Other theories relied on the assumption of certainty equivalence which exclude
the impact of uncertainty in consumers.
This may be true before the Industrial Revolution, where the main purpose of
consumers were subsistence (rising incomes and savings were unthinkable as a
result also discretionary investments)
One of the principles of modern economic theory is that people use information
about their permanent income to make optimal decisitions each period i.e. people
expectations are formed rationally, where only permanent changes in income
has an efect on consumption.
Q : How do people manage to diminishing the risk associated with economic
cycles ?
A : For few of them people can purchase insurance, however most of the
economic risks associated with business cycles are uninsurable (such as job and
wage prospects, return on assets, tax obligations, etc).
There are few theories about how a recession might impact at people’s
consumption some of them argue that it has no impact due to their association
with a transitory change in income.
However as recessions differ in length and depth, rational consumers should be
prepare for an economy down turn, basically because it should cut some
expenses on “investment” goods that are tipically financed by debt.

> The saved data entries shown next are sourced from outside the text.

PR #373, opened 2024-07-08
Removes unused CLI flags

domna:
This removes the `--documented` and `--fair` flag from the dataconverter CLI. They are not used in the new validation and create wrong warnings _if_ they are used. They are replaced by the new flag `--ignore-undocumented` for the new validation, which simply ignores all undocumented fields.

cc @rettigl

### DIFF
--- a/.github/workflows/plugin_test.yaml
+++ b/.github/workflows/plugin_test.yaml
@@ -61,7 +61,6 @@ jobs:
           repository: FAIRmat-NFDI/${{ matrix.plugin }}
           path: ${{ matrix.plugin }}
           ref: ${{ matrix.branch }}
-          lfs: true
       - name: Install nomad
         run: |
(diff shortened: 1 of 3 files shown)


domna:
The plugin tests for xps and mpes will probably fail because we exceeded our lfs quota.

sherjeelshabih (approved):

domna:
I also added the `--fail` keyword now. If the flag is given it fails raises an error and does not produce a file if validation problems are found. It will also exit with exit code 1 on the shell.

@rettigl: Is it fine like this?

rettigl:
> I also added the `--fail` keyword now. If the flag is given it fails raises an error and does not produce a file if validation problems are found. It will also exit with exit code 1 on the shell.
> 
> @rettigl: Is it fine like this?

Yes, excellent, thanks.

PR #374, opened 2024-07-08
add tests of ellipsometry plugin

RonHildebrandt:
Activating ellipsometry reader tests as the plugin is published.
Idea from @domna 
(lets see if this works out) I just thaught that if this passes cicd, then it everything should be fine?


domna:
> I just thaught that if this passes cicd, then it everything should be fine?

It is. This is just an additional test so we see directly if changes to pynxtools affect any of our readers. Otherwise, we might break something without knowing

RonHildebrandt:
So, this works fine. If the PR is approved, then it can be merged in direclty.

lukaspie (approved):
LGTM

PR #375, opened 2024-07-08
Use log files in testing

### LINKED ISSUE #424: NOMAD tests in testing framework
We should add a test for nomad parsing to the `pynxtools.testing` framework so that the individual plugins can run the `nomad parse` functionality themselves.

lukaspie:
This PR changes the `pynxtools.testing` framework such that it compares the `read_nexus logs` directly during the tests. This avoids having to store binary NeXus files in the repos. Instead, we only commit reference logs, which will lead to much smaller diffs and keep the repositories lighter.

For pynxtools-xps, I have a corresponding branch where this change in the testing is already implemented, including a script to autogenerate these log file consistently: https://github.com/FAIRmat-NFDI/pynxtools-xps/pull/69/files#diff-1ac04a8e7b33c27f6b8eea0d6f44313388de34a688758042f1ee9582f5b34ca2. This branch is also installed in the test_plugins pipeline here.


src/pynxtools/testing/nexus_conversion.py
```diff
@@ -51,8 +53,8 @@ def __init__(self, nxdl, reader_name, files_or_dir, tmp_path, caplog) -> None:
         files_or_dir : str
             List of input files or full path string to the example data directory that contains all the files
             required for running the data conversion through the reader.
-        ref_nexus_file : str
-            Full path string to the reference NeXus file generated from the same
+        ref_log_file : str
+            Full path string to the reference log file generated from the same
```
RubelMozumder, line 57: This is redundant. The log files will come in place of `nexus_file` in `files_or_dir` from the plugins.

src/pynxtools/testing/nexus_conversion.py
```diff
@@ -64,7 +66,7 @@ def __init__(self, nxdl, reader_name, files_or_dir, tmp_path, caplog) -> None:
         self.reader_name = reader_name
         self.reader = get_reader(self.reader_name)
         self.files_or_dir = files_or_dir
-        self.ref_nexus_file = ""
+        self.ref_log_file = ref_log_file
```
RubelMozumder, line 69:
```suggestion
        self.ref_log_file = ""
```

src/pynxtools/testing/nexus_conversion.py
```diff
@@ -86,11 +88,15 @@ def convert_to_nexus(
...
-            0
-        ]
+
+        if not self.ref_log_file:
+            self.ref_log_file = [
+                file for file in example_files if file.endswith(".log")
+            ][0]
+        assert self.ref_log_file, "Reference nexus .log file not found"
+
         input_files = [file for file in example_files if not file.endswith(".nxs")]
```
RubelMozumder, line 98:
```suggestion
        input_files = [file for file in example_files if not file.endswith(".log")]
```

src/pynxtools/testing/nexus_conversion.py
```diff
@@ -86,11 +88,15 @@ def convert_to_nexus(
...
         else:
             example_files = sorted(glob(os.path.join(self.files_or_dir, "*")))
-        self.ref_nexus_file = [file for file in example_files if file.endswith(".nxs")][
-            0
-        ]
+
+        if not self.ref_log_file:
+            self.ref_log_file = [
+                file for file in example_files if file.endswith(".log")
+            ][0]
```
RubelMozumder, line 95:
```suggestion
          self.ref_log_file = [
              file for file in example_files if file.endswith(".log")
          ][0]
```

src/pynxtools/testing/nexus_conversion.py
```diff
@@ -134,10 +140,9 @@ def check_reproducibility_of_nexus(self):
             "DEBUG - value: v",
             "DEBUG - value: https://github.com/FAIRmat-NFDI/nexus_definitions/blob/",
         ]
-        ref_log = get_log_file(self.ref_nexus_file, "ref_nexus.log", self.tmp_path)
         gen_log = get_log_file(self.created_nexus, "gen_nexus.log", self.tmp_path)
```
RubelMozumder, line 143:
```suggestion
        gen_log_file = get_log_file(self.created_nexus, "gen_nexus.log", self.tmp_path)
```
To having the same name convention.

src/pynxtools/testing/nexus_conversion.py
```diff
@@ -134,10 +140,9 @@ def check_reproducibility_of_nexus(self):
...
         with open(gen_log, "r", encoding="utf-8") as gen, open(
```
RubelMozumder, line 144:
```suggestion
        with open(gen_log_file, "r", encoding="utf-8") as gen, open(
```

RubelMozumder (changes requested):

RubelMozumder:
This is a good idea to prevent our plugin from unnecessarily weighing. We also have to replace nexus files by its log files.
Readme file also needs to updated.

src/pynxtools/testing/nexus_conversion.py
lukaspie: I disagree. What if the reader can support two different appdefs, then I need two reference log files for the same data set. I would not like to store the same data twice in two folders, but rather just two log files in the same `files_or_dir`. See [here ](https://github.com/FAIRmat-NFDI/pynxtools-xps/pull/69/files#diff-030d39f7d85e7dd25282dad362350a7a06cd685af9fa186d8ecf4e83c8f6028b)for an example in pynxtools-xps (supporting NXmpes and NXxps).

I guess we could just pass the `ref_log_file ` as part of a list of files to `files_or_dir`, but I would prefer to have the option to pass it directly to the function.

src/pynxtools/testing/nexus_conversion.py
lukaspie: You are right. It should also probably not end with ".nxs" anyway, so I just implemented a check against both.

src/pynxtools/testing/nexus_conversion.py
lukaspie: see above

src/pynxtools/testing/nexus_conversion.py
lukaspie: ok

src/pynxtools/testing/nexus_conversion.py
lukaspie: implemented

src/pynxtools/testing/nexus_conversion.py
RubelMozumder: I can not think such `generic_reader` that will be fit for multiple appdefs. Even it supports multiple `appdef` then `eln`, `config_file` or even raw must be different. 

However, `ref_log_file` can also be added in the list of the files, not in the `dir`. In that case, using multiple `appdef` for the same reader will also be applicable.

The reason, I wanted to reduce the unnecessary function `arg`, which keeps the `test framework` easy to use and intuitive to external users.
But, if you are optimistic about keeping the `ref_log_file` no problem it can be kept.

lukaspie: Look at the link, the data file, `eln`, `config`, and so on are the same for `NXxps` and `NXmpes` (because `NXxps` extends `NXmpes`). For me, having it as an argument is fine, if not needed, one can simply set it to None. As a compromise, I set to None by default, so if you don't give any value for `ref_log_file`, you can simply omit it and the log file is directly parsed from `files_or_dir`.

.github/workflows/plugin_test.yaml
```diff
@@ -39,13 +39,13 @@ jobs:
             branch: main
             tests_to_run: tests/.
           - plugin: pynxtools-spm
-            branch: main
+            branch: RepalceNexusFile
             tests_to_run: tests/.
           - plugin: pynxtools-xps
-            branch: main
+            branch: adapt-testing
```
mkuehbach: Still up-to-date

src/pynxtools/nexus/nexus.py
```diff
@@ -425,6 +425,91 @@ def get_inherited_hdf_nodes(
...
+    """
+    # Normalize NumPy scalar and 0D array types
+    if isinstance(value, np.generic):
+        value = value.item()
+    elif isinstance(value, np.ndarray) and value.shape == ():
+        value = value.item()
+
+    def format_float(value: float) -> str:
+        """Format a float deterministically."""
+        if value == 0.0:
```
mkuehbach: Almost always epsilon comparison https://stackoverflow.com/questions/19837576/comparing-floating-point-number-to-zero

But what is the aim to achieve here, why not report all digits?
Indeed often floats hav a lower fractional parts that make two values different but that is a practical irrelevant difference.

Is this the rationale behind this formatting change?
Again then why not render all digits?

src/pynxtools/nexus/nexus.py
```diff
@@ -425,6 +425,91 @@ def get_inherited_hdf_nodes(
...
+    # --- Arrays ---
+    if isinstance(value, np.ndarray):
+        flat = value.flatten()
+        formatted = []
+        for v in flat:
+            if isinstance(v, (np.generic, np.ndarray)):
+                v = v.item()
+            if isinstance(v, float):
+                formatted.append(format_float(v))
+            elif isinstance(v, (int, bool)):
```
mkuehbach: combine branches 475 and 481

tests/nexus/test_nexus.py
```diff
@@ -139,6 +139,74 @@ def test_decode_if_string(string_obj, decode, expected):
         assert result == expected, f"Failed for {string_obj} with decode={decode}"
 
 
+@pytest.mark.parametrize(
+    "value,precision,expected_contains",
+    [
+        # --- Floats ---
+        (0.0, 8, "0.0"),
```
mkuehbach: +0. and -0. would add both

mkuehbach: 0. +- eps would make sense as well

mkuehbach (changes requested):
Reasonable overall to move forward, but treatment of numeric edge cases is discussion-worthy, branch in need of sync with main, CI fixes

.github/workflows/plugin_test.yaml
lukaspie: Because we are testing here if this feature branch can work together with the associated branch in `pynxtools-xps`. Will be rolled back as soon as tests are passing.

mkuehbach: Makes sense, remind rolling back then, ok

tests/nexus/test_nexus.py
mkuehbach: Good

mkuehbach (approved):
Thanks for this addition, can be merged once updated by `main` and CI made passing.

PR #842, opened 2026-09-15
metainfo schema: provenance tracking for hand-written additions

lukaspie:
Regenerating the NeXus metainfo currently overwrites hand-written content (e.g. new quantities or a custom `normalize()` method) and there is no way to tell it apart from generated code. This adds provenance tracking: a sidecar file (`generated_manifest.json`) records which members/imports are coming from the generator (together with hashes for them), so regeneration can refresh generated content while preserving hand edits.

It also adds a `--fix` flag for fixing the generated Python files. This is relevant for fixing bugs in the generator code or if there were some NXDL changes on the NIAC side we need to integrate.

The provenance sidecar file was seeded once, explicitly, via `bootstrap_manifest()`, and from now on, it gets auto-updated.

In the CLI, I added the `--fix` and ensured that the flags that are mutually exclusive are tagged as such.

Also added a lightweight test for the provenance tracker.


RubelMozumder (approved):
LGTM!
Over the updates of the schema it might need a bit manual attention. But, I am wondering how it handles the following questions.

Regarding a case where a quantity can be refered by multiple names, and if someone renames a quantity to different canonical name, regenegation of the schema will fetch the same quantity from NXDL. The same situation, if docs is written or extended, duplication of the quantity also appear.

Another, open question, how would it transform back to the NXDL with such a multi-occurring situation?

lukaspie:
> Regarding a case where a quantity can be refered by multiple names, and if someone renames a quantity to different canonical name, regenegation of the schema will fetch the same quantity from NXDL. The same situation, if docs is written or extended, duplication of the quantity also appear.
>

Yes, this will be a situation where we cannot avoid manual changes. But we can try to limit them, that's what I am trying here. But anyway, renaming quantities can only happen for non--approved definitions (so everything in contributed).
 
> Another, open question, how would it transform back to the NXDL with such a multi-occurring situation?

This is an even more complicated question. We have to explore this a bit more in depth when we build the backwards converter. But we will anyway only do this sparringly: _if_ we want to bring it back to NIAC, but not for every single class we develop. I hope that this provenance feature will help us there too though. We can distinguish between _changed_ and _addded_ concepts.

PR #381, opened 2022-04-04
Print JVM stack traces and exit cleanly on a fatal sanitizer finding

fmeum:


fmeum:
@sebastianpoeplau The call to `driver_cleanup`, which in turn calls `DestroyJavaVM`, causes unexpected failures with both ASan and UBSan:

```
AddressSanitizer: nested bug in the same thread, aborting.
```

```
double free or corruption (out)
==186512== ERROR: libFuzzer: deadly signal
```

Exiting the JVM directly from the Java method called by `DumpJvmStackTraces` does not lead to any issues. Do you see a possible cause for this?

sebastianpoeplau (approved):
The change looks good to me. I'm afraid I don't know enough about how Jazzer overrides the sanitizers' callback mechanism. Why do we store the function in `jazzer::AbstractLibfuzzerDriver::libfuzzer_print_crashing_input_` in addition to giving it to the sanitizer?

fmeum:
@sebastianpoeplau I haven't been able to get the `std::thread` idea to work and also ran into issues with `use_sigaltstack=0`, so this might be indicative of an issue on our end. I will merge this with just the improved stack traces and left a comment with what we know so far.

sebastianpoeplau:
> @sebastianpoeplau I haven't been able to get the `std::thread` idea to work and also ran into issues with `use_sigaltstack=0`, so this might be indicative of an issue on our end. I will merge this with just the improved stack traces and left a comment with what we know so far.

Sounds good! Maybe there's something else about the crash-processing context that we're not aware of...

PR #382, opened 2022-04-04
Use go install instead of go get in format CI job

fmeum:
go get for binaries is no longer supported with Go 1.18.


fmeum:
@bertschneider This causes the CI to be broken.

bertschneider (approved):

PR #383, opened 2022-04-04
Support autofuzz of inner classes

bertschneider:
Method references use `.` as separator between outer and inner classes. Class loaders expect a `$`. 
Autofuzz should support the proper method reference format.


agent/src/main/java/com/code_intelligence/jazzer/autofuzz/FuzzTarget.java
```diff
@@ -84,19 +84,28 @@ public static void fuzzerInitialize(String[] args) {
...
-          "Failed to find class %s for autofuzz, please ensure it is contained in the classpath "
-              + "specified with --cp and specify the full package name%n",
-          className);
-      e.printStackTrace();
-      System.exit(1);
-      return;
-    }
+    Class<?> targetClass = null;
+    String targetClassName = className;
+    do {
```
fmeum, line 89: What do you think of the alternative of replacing all `.` that precede a capital letter (except the first) with `$` and then only trying once? The current approach isn't bad, I'm just wondering whether it could cause any ambiguities.

bertschneider: Class names _could_ be lowercase and package names _could_ be uppercase. Probably no one is going to do that, though. I think the current approach is a little bit more on the safe side.

fmeum: True, especially for other JVM-based languages.

fmeum (approved):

How can we expect that the average consumer would know the direction of
change in the macroeconomy ?
The University of Michigan has estimated a correlation between change in
consumers sentiment and GDP growth, the overall patterns of change indicate
that consumers expected economy-wide downturns in advance of the decline in
GDP, due to consumers use informal information about potential direction of the
economy and do not use formal information such as GDP, inflation or interest
rates. In fact, a Granger causality test has shown that quearterly changes in the
Index of Consumer sentiment significantly predicts changes in quarterly GDP, and
not otherwise.
Consumer spending is a primary force behind economic cycles and that forming
expectations about future business cycles is an essential task for them.
Consumers directly account for almost two-thirds of the GDP.
Common theories need to be changed due to the change of consumers roles as
their only objective is no longer subsistence.
The biggest mistake is the denial that consumers can have an independent effect
on the course of the macroeconomy. New theories must recognize that economic
recessions (as well as recoveries) can be driven by expectations from all the
members of the economy (businesses, government and consumer).